Саросек рассказал, что в декабре семнадцатого создана Всероссийская чрезвычайная комиссия, которая стала органом беспощадной борьбы с контрреволюцией, саботажем и спекуляцией. Глупо было бы предполагать, что враги оставят Советскую власть в покое. Готовится общий заговор против Советской власти. В сибирских городах формируются подпольные боевые организации, во главе их стоят офицеры. Судя по всему, есть такая организация и в Ачинске.
Саросеку было известно, что сибирское контрреволюционное подполье разделено на два округа: западный — с центром в Томске — и восточный — с центром в Иркутске. Западный округ возглавляет полковник Гришин-Алмазов, восточный — полковник Эрлец-Усов. В Красноярске и Ачинске также существуют контрреволюционные отряды по нескольку сот человек. Заговором заправляют эсеры и монархисты. Контрреволюция ушла в подполье, но не сложила оружия.

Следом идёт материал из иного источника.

Issue #1175, opened 2020-11-11
Use as Alias


nachomazzara:
Use as alias is an action where a user decides to use a name on his avatar. 

The action should send a profile to the content-server with the current metadata (avatar), but changing **ONLY** its name.

A confirm popup should be great explaining what is going to happen.

This repo has how to replace a profile's name: https://github.com/nchamo/dcl-name-swap/blob/main/src/main.ts#L72

Working app: https://dcl-name-swap.surge.sh/

PR #1183, opened 2020-11-17
feat: Use as Alias

malaniz:
WIP.

https://github.com/decentraland/builder/issues/1175


src/components/Modals/UseAsAliasModal/UseAsAliasModal.tsx
```diff
@@ -0,0 +1,45 @@
...
+  render() {
+    const { onClose, isLoading } = this.props
+    const { name, oldname } = this.props.metadata
+    const { done } = this.state
+    return (
+      <Modal name={name} onClose={onClose} size="tiny">
+        <ModalNavigation title={t('use_as_alias_modal.title')} subtitle={t('use_as_alias_modal.subtitle')} onClose={onClose} />
+        <Form onSubmit={this.handleSubmit}>
+          <ModalContent>
+            <p> {t('use_as_alias_modal.body', { name, oldname })} </p>
```
nicosantangelo, line 28: Makes little difference but we can update this to 
```suggestion
            <p>{t('use_as_alias_modal.body', { name, oldname })}</p>
```

src/components/Modals/UseAsAliasModal/UseAsAliasModal.container.ts
```diff
@@ -0,0 +1,19 @@
...
+import { isLoadingType } from 'decentraland-dapps/dist/modules/loading/selectors'
+import { RootState } from 'modules/common/types'
+import { getLoading } from 'modules/ens/selectors'
+import { MapStateProps, MapDispatchProps, MapDispatch } from './UseAsAliasModal.types'
+import UseAsAliasModal from './UseAsAliasModal'
+import { changeProfileRequest, CHANGE_PROFILE_REQUEST } from 'modules/ens/actions'
+
+const mapState = (state: RootState): MapStateProps => ({
+  address: getAddress(state),
+  isLoading: isLoadingType(getLoading(state), CHANGE_PROFILE_REQUEST)
```
nicosantangelo, line 12: Given that you're already connecting the Component to the store for isLoading (which is totally correct), what do you think of just getting the current name here? (`yield getName(state)`)
I think it's a bit cleaner to be able to call this modal like this:
`onOpenModal('UseAsAliasModal', { name })`
and also rids the Component that's calling it from that dependency

What do you think?

src/modules/ens/sagas.ts
```diff
@@ -207,3 +217,43 @@ function* handleFetchENSListRequest(_action: FetchENSListRequestAction) {
...
+      const authChain = Authenticator.createSimpleAuthChain(deployPreparationData.entityId, address, signature)
+      yield client.deployEntity({ ...deployPreparationData, authChain })
+
+      yield put(changeProfileSuccess())
+    }
+  } catch (error) {
+    const ensError: ENSError = { message: error.message }
+    yield put(changeProfileFailure(ensError))
+  }
+}
```
nicosantangelo, line 259: As a general comment we talked about in another PR. `yield`ing promises technically works, but the preferred method is to use `call`, the helper provided by redux-sagas. So code could be rewritten like this:
```diff
- yield client.deployEntity({ ...deployPreparationData, authChain })
+ yield call(() => client.deployEntity({ ...deployPreparationData, authChain }))
```

check other sites of the same occurence in this file like `yield call(() => ensContract.methods.resolver(nodehash).call())`

nicosantangelo (changes requested):
Sorry if the review is a bit all over the place. I struggled to tell where the best place for some of the comments was.

src/modules/ens/sagas.ts
```diff
@@ -207,3 +217,43 @@ function* handleFetchENSListRequest(_action: FetchENSListRequestAction) {
...
   }
 }
+
+function* handleChangeProfile(action: ChangeProfileRequestAction) {
+  try {
+    const { selectedName } = action.payload
+
+    const address = yield select(getAddress)
+
+    const client = new CatalystClient('https://peer.decentraland.org', 'builder')
```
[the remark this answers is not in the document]
cazala: yep, this is saving the entity on the production catalyst, probably the reason you didn't see the changes reflected on your profile after set the alias

src/modules/ens/actions.ts
```diff
@@ -65,3 +65,16 @@ export const fetchENSListFailure = (error: ENSError) => action(FETCH_ENS_LIST_FA
...
+export const CHANGE_PROFILE_SUCCESS = '[Success] Change Profile'
+export const CHANGE_PROFILE_FAILURE = '[Failure] Change Profile'
+
+export const changeProfileRequest = (selectedName: string) => action(CHANGE_PROFILE_REQUEST, { selectedName })
+export const changeProfileSuccess = () => action(CHANGE_PROFILE_SUCCESS, {})
+export const changeProfileFailure = (error: ENSError) => action(CHANGE_PROFILE_FAILURE, { error })
+
+export type ChangeProfileRequestAction = ReturnType<typeof changeProfileRequest>
+export type ChangeProfileSuccessAction = ReturnType<typeof changeProfileSuccess>
+export type ChangeProfileFailureAction = ReturnType<typeof changeProfileFailure>
```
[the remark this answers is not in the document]
nachomazzara: Names are associated with a profile/avatar, so yes! `Profile` is the right wording (and maybe place)

src/modules/ens/sagas.ts
```diff
@@ -207,3 +217,43 @@ function* handleFetchENSListRequest(_action: FetchENSListRequestAction) {
...
+    const eth = Eth.fromCurrentProvider()
+    if (eth) {
+      const personal = new Personal(eth.provider)
+      const signature = yield personal.sign(deployPreparationData.entityId, address, '')
+
+      // Deploy change
+      const authChain = Authenticator.createSimpleAuthChain(deployPreparationData.entityId, address, signature)
+      yield client.deployEntity({ ...deployPreparationData, authChain })
+
+      yield put(changeProfileSuccess())
```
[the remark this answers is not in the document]
cazala: I was going to comment something like this, I would recommend having this saga and action in the `ens` modules, maybe something like `SET_ALIAS_REQUEST/SUCCESS/FAILURE` and within the saga generate a new `Profile` and at the end of the saga dispatch an `UPDATE_PROFILE` action with the new `Profile`, and that action should live in the `profile` module. I'm saying this because the profile module is likely to be moved to `decentraland-dapps` to be used in the marketplace and other dapps, and we'll want the ability to update profiles (thus `UPDATE_PROFILE` should live there) but setting the alias is something related to ENS and problably shouldn't be mixed with the more general profile module.

cazala (changes requested):

src/modules/translation/languages/en.json
```diff
@@ -291,6 +291,12 @@
     },
     "title": "Publish your Scene"
   },
+  "use_as_alias_modal": {
```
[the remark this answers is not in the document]
nachomazzara: 🇨🇳 🇪🇸

src/modules/ens/actions.ts
```diff
@@ -65,3 +65,16 @@ export const fetchENSListFailure = (error: ENSError) => action(FETCH_ENS_LIST_FA
 export type FetchENSListRequestAction = ReturnType<typeof fetchENSListRequest>
 export type FetchENSListSuccessAction = ReturnType<typeof fetchENSListSuccess>
 export type FetchENSListFailureAction = ReturnType<typeof fetchENSListFailure>
+
+// Set Alias
+export const SET_ALIAS_REQUEST = '[Request] Change Profile'
```
cazala, line 70: Watch out these strings still say `Change Profile`

src/modules/ens/sagas.ts
```diff
@@ -27,13 +27,26 @@ import {
...
+  setAliasFailure
 } from './actions'
 import { ENS, ENSOrigin, ENSError } from './types'
 import { getLands } from 'modules/land/selectors'
 import { FETCH_LANDS_SUCCESS } from 'modules/land/actions'
+import { CatalystClient, DeploymentBuilder, DeploymentWithMetadataContentAndPointers } from 'dcl-catalyst-client'
+import { EntityType } from 'dcl-catalyst-commons'
+import { env } from 'decentraland-commons'
+import { Avatar } from 'decentraland-ui'
+import { Personal } from 'web3x-es/personal'
```
cazala, line 43: These non-relative imports should be on top :) 🔝

cazala:
😅

nicosantangelo:
I hope nico makes an appareance too

cazala:
Are they our doppelgangers...? or are WE the doppelgangers?? 😱 😱 😱

src/components/Modals/UseAsAliasModal/UseAsAliasModal.types.ts
```diff
@@ -0,0 +1,16 @@
+import { Dispatch } from 'redux'
+import { ModalProps } from 'decentraland-dapps/dist/providers/ModalProvider/ModalProvider.types'
+
+export type Props = ModalProps & {
+  address?: string
```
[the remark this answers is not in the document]
malaniz: Thanks @nicosantangelo! it is necessary now. It is used in 
```javascrtipt 
  handleSubmit = () => {
    const { onSubmit, address, metadata } = this.props
    if (address) {
      onSubmit(address, metadata.name)
    }
  }

```

src/components/Modals/UseAsAliasModal/UseAsAliasModal.tsx
```diff
@@ -0,0 +1,45 @@
...
+  handleSubmit = () => {
+    if (!this.state.done) {
+      this.setState({ done: true })
+      this.props.onSubmit(this.props.metadata.name)
+    }
+  }
+
+  render() {
+    const { onClose, isLoading } = this.props
+    const { name, oldname } = this.props.metadata
```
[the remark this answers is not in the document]
malaniz: Thanks @nicosantangelo. I've added types for metadata and changed `oldname` to `oldName`.

src/components/Modals/UseAsAliasModal/UseAsAliasModal.tsx
```diff
@@ -0,0 +1,45 @@
...
+    const { done } = this.state
+    return (
+      <Modal name={name} onClose={onClose} size="tiny">
+        <ModalNavigation title={t('use_as_alias_modal.title')} subtitle={t('use_as_alias_modal.subtitle')} onClose={onClose} />
+        <Form onSubmit={this.handleSubmit}>
```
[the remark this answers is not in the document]
malaniz: Thanks @nicosantangelo. Fixed! 100% agree with you.

src/modules/ens/actions.ts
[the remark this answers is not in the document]
malaniz: Done! and thanks!!!

src/components/ENSListPage/ENSListPage.tsx
```diff
@@ -167,7 +167,14 @@ export default class ENSListPage extends React.PureComponent<Props, State> {
...
                             {!this.isAlias(ens) ? (
                               <Column align="right">
-                                <Button className="ui basic button" onClick={() => alert('must be implemented')}>
+                                <Button
+                                  className="ui basic button"
+                                  onClick={() => {
+                                    const name = ens.subdomain.split('.')[0]
+                                    const oldname = alias
+                                    onOpenModal('UseAsAliasModal', { name, oldname })
+                                  }}
```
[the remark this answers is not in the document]
malaniz: Done and Thanks! I've coded 2 helpers in utils to make this. `getDomainFromName` and `getNameFromDomain`.

src/components/Modals/UseAsAliasModal/UseAsAliasModal.css
```diff
@@ -0,0 +1,3 @@
+.UseAsAliasModal .field .message {
+  display: none;
+}
```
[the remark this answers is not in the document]
malaniz: Done! thanks!

src/components/Modals/UseAsAliasModal/UseAsAliasModal.tsx
malaniz: Fixed!

src/modules/ens/actions.ts
malaniz: Fixed! thanks @cazala

src/modules/ens/sagas.ts
malaniz: Fixed! thanks @cazala

src/modules/ens/sagas.ts
malaniz: Done and Fixed!

src/components/Modals/UseAsAliasModal/UseAsAliasModal.container.ts
```diff
@@ -0,0 +1,20 @@
+import { connect } from 'react-redux'
+import { isLoadingType } from 'decentraland-dapps/dist/modules/loading/selectors'
+import { RootState } from 'modules/common/types'
+import { getENSUsedAsAlias, getLoading } from 'modules/ens/selectors'
+import { MapStateProps, MapDispatchProps, MapDispatch } from './UseAsAliasModal.types'
+import UseAsAliasModal from './UseAsAliasModal'
+import { setAliasRequest, SET_ALIAS_REQUEST } from 'modules/ens/actions'
+import { getAddress } from 'decentraland-dapps/dist/modules/wallet/selectors'
```
nicosantangelo, line 8: Absolute imports to the top! remember the [standards](https://github.com/decentraland/standards/blob/master/standards/react-redux.md#5-imports-order-on-files)

src/components/Modals/UseAsAliasModal/UseAsAliasModal.types.ts
```diff
@@ -0,0 +1,20 @@
...
+  isLoading: boolean
+  usedAsAlias: ENS[]
+  metadata: {
+    oldName: string
+    name: string
+  }
+  onSubmit: (address: string, name: string) => void
```
nicosantangelo, line 13: This is fine but we try to type the methods we use with the "actual" actions they're calling. Like we did on `ENSListPage` !

```ts
// ENSListPage/ENSListPage.types.ts
import { openModal } from 'modules/modal/actions'

export type Props = {
  // (...)
  onOpenModal: typeof openModal
}
```

src/components/Modals/UseAsAliasModal/UseAsAliasModal.types.ts
```diff
@@ -0,0 +1,20 @@
+import { Dispatch } from 'redux'
+import { ModalProps } from 'decentraland-dapps/dist/providers/ModalProvider/ModalProvider.types'
+import { ENS } from 'modules/ens/types'
+
+export type Props = ModalProps & {
+  address?: string
+  isLoading: boolean
+  usedAsAlias: ENS[]
```
nicosantangelo, line 8: This prop is here to represent the aliases a user has? if so, 
- is it posible for a user to have more than one alias?
- If not, what do you think about renaming this to `alias?: ENS`? if they can, maybe this could be re-named `aliases`? to be more succinct. What do you think?

src/modules/ens/reducer.ts
```diff
@@ -146,6 +158,22 @@ export function ensReducer(state: ENSState = INITIAL_STATE, action: ENSReducerAc
...
+      const domainName = getNameFromDomain(name)
+
+      return {
+        ...state,
+        loading: loadingReducer(state.loading, action),
+        data: {
+          ...state.data,
+          [domainName]: {
+            ...state.data[domainName],
+            isUsedAsAlias: true
```
nicosantangelo, line 172: Careful here! this prop is not necessary. Remember that each prop we put on the state is another property we have to maintain. Same way we'd treat a (relational) database, we try not to have data that can be inferred from somewhere else.
We've talked about this here: https://github.com/decentraland/builder/pull/1174/commits/da945cb10eb3814db3d8dc6a87b808ea68c47a42#r522255544 and we ended up with the `isAlias` method at the time, and I think that solution still applies. Furthermore, imagine if the user added an alias twice, this prop would be true in two entities but it should only be true for one of those

src/modules/ens/sagas.ts
```diff
@@ -44,6 +58,57 @@ function* handleConnectWallet() {
   yield put(fetchENSListRequest())
 }
 
+function* handleSetAlias(action: SetAliasRequestAction) {
+  const { address, name } = action.payload
+  try {
+    const client = new CatalystClient(env.get('REACT_APP_PEER_URL'), 'builder')
```
nicosantangelo, line 64: The PEER_URL can be imported from:
`import { PEER_URL } from 'lib/api/peer'`

src/modules/ens/selectors.ts
```diff
@@ -20,6 +20,12 @@ export const getENSByWallet = createSelector<RootState, ENS[], string | undefine
   ensList.filter(ens => isEqual(ens.address, address))
 )
 
+export const getENSUsedAsAlias = createSelector<RootState, ENS[], string | undefined, ENS[]>(
```
nicosantangelo, line 23: This naming is not necessarily bad but what do you think about being a bit more specific and calling it `getAlias(es)` ? Also echoing the comment above, is it posible for a user to have more than one alias? if not this could return a single `ENS`

By the way, I know the `isAlias` we've added on a previous PR lives on `ENSListPage`, but we can always move it to `ens/utils`

src/modules/profile/actions.ts
```diff
@@ -14,3 +15,13 @@ export const loadProfileFailure = (address: string, error: string) => action(LOA
 export type LoadProfileRequestAction = ReturnType<typeof loadProfileRequest>
 export type LoadProfileSuccessAction = ReturnType<typeof loadProfileSuccess>
 export type LoadProfileFailureAction = ReturnType<typeof loadProfileFailure>
+
+// Change Profile
+export const CHANGE_PROFILE = 'Change Profile'
+
+export const changeProfile = (
+  address: string,
+  profile: Partial<Profile> & { avatars: Partial<Avatar>[]; content?: any[]; metadata?: any[] }
```
nicosantangelo, line 24: Maybe we can name this type and add it to `/types.ts`.

@cazala  Does this exist elsewhere?

nicosantangelo (changes requested):

src/components/ENSListPage/ENSListPage.tsx
```diff
@@ -167,7 +167,13 @@ export default class ENSListPage extends React.PureComponent<Props, State> {
                             ) : null}
                             {!this.isAlias(ens) ? (
                               <Column align="right">
-                                <Button className="ui basic button" onClick={() => alert('must be implemented')}>
+                                <Button
+                                  className="ui basic button"
+                                  onClick={() => {
+                                    const name = getNameFromDomain(ens.subdomain)
+                                    onOpenModal('UseAsAliasModal', { name, oldName: alias })
+                                  }}
```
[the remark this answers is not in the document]
malaniz: I didn't change this to explicitly says that the modal will use it. I don't know if this is a good choice! Probably not! But I want to double check if there is a standard process to manage this type of parameters for modals.

src/components/Modals/UseAsAliasModal/UseAsAliasModal.container.ts
malaniz: btw, Did your linter fixes take care of this type of errors? not mine.

src/components/Modals/UseAsAliasModal/UseAsAliasModal.types.ts
malaniz: Great I'll make this from now on ...

src/components/Modals/UseAsAliasModal/UseAsAliasModal.types.ts
malaniz: Agree! I understand that the user in the interace can't have more than one avatar, but our code is prepared to have more than one. So, I'll prefer to follow with the Multiple Avatars option (then, multiple aliases) and preselet the [0] of the array as we made before. What do you think? In the mean team I'll re-name to `aliases`

src/modules/ens/selectors.ts
malaniz: Renamed to getAliases, based in my comment to the comment above! thanks!

src/modules/ens/reducer.ts
malaniz: Fixed! thanks!

src/modules/profile/actions.ts
cazala: this should be just `(address: string, profile: Profile)` no need to send the whole `entity` or a partial profile

malaniz: you're right! after a too many comings and goings with the Partial<Profile> is not needed anymore. Fixed!

nicosantangelo (approved):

— Сейчас эсеры, меньшевики и монархисты стоят на разных политических платформах — одни за буржуазную республику, другие за восстановление монархии. Но зато они едины в одном — задушить Советскую власть. Реальные силы контрреволюции будут нарастать. Потом они поднимут мятеж…
Так говорил Саросек, стараясь, очевидно, как можно конкретнее донести до сознания Петра Ефимовича важность поручаемого ему дела.
Кое-кого из этих офицеров Щетинкин в самом деле знал.
— Я согласен, — указал он Саросеку.
А тот продолжал:
— Ленин требует усиления карательной политики против контрреволюционеров, уголовников, спекулянтов. Он говорит, что диктатура есть железная власть, революционно-смелая и быстрая, беспощадная в подавлении как эксплуататоров, так и хулиганов.